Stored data
══════
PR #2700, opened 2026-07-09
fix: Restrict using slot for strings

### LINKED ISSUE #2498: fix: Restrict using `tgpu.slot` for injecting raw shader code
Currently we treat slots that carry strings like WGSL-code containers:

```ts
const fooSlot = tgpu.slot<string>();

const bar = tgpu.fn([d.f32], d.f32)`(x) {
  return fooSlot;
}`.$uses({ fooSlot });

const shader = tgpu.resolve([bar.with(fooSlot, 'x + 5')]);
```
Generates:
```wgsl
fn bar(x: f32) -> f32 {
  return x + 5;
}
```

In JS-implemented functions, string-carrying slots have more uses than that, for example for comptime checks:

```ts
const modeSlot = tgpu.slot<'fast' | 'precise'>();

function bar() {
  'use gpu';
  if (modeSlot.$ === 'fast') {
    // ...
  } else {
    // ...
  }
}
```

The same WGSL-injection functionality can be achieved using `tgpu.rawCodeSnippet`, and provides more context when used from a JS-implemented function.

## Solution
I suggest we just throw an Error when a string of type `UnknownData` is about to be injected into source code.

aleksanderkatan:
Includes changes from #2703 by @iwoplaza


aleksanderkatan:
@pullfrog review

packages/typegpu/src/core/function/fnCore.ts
══════
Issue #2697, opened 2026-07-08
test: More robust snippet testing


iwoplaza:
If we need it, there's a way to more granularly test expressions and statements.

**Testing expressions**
══════
## Directions for this task
Find the word "slots" in the entries above, then copy each line that holds it.

## Task answer
Currently we treat slots that carry strings like WGSL-code containers:
In JS-implemented functions, string-carrying slots have more uses than that, for example for comptime checks:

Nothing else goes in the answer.